• **Exercise prompt**:
All lines from the one containing "packages/@sfx/sayt-driver-plugin/src/sayt-driver-plugin.ts" down to the final line of the entries below: return them exactly.

(Records drawn from a dataset)
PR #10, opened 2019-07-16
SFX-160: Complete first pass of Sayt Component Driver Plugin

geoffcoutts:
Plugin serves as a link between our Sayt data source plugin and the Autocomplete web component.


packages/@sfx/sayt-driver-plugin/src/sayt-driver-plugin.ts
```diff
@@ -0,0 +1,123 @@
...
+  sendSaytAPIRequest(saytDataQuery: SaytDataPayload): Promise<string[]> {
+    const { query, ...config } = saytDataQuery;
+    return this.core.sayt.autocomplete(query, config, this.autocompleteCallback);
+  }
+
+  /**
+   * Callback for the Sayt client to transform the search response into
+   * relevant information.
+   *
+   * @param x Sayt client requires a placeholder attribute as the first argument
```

• **Solved exercise**:
packages/@sfx/sayt-driver-plugin/src/sayt-driver-plugin.ts
```diff
@@ -0,0 +1,123 @@
...
+  sendSaytAPIRequest(saytDataQuery: SaytDataPayload): Promise<string[]> {
+    const { query, ...config } = saytDataQuery;
+    return this.core.sayt.autocomplete(query, config, this.autocompleteCallback);
+  }
+
+  /**
+   * Callback for the Sayt client to transform the search response into
+   * relevant information.
+   *
+   * @param x Sayt client requires a placeholder attribute as the first argument
```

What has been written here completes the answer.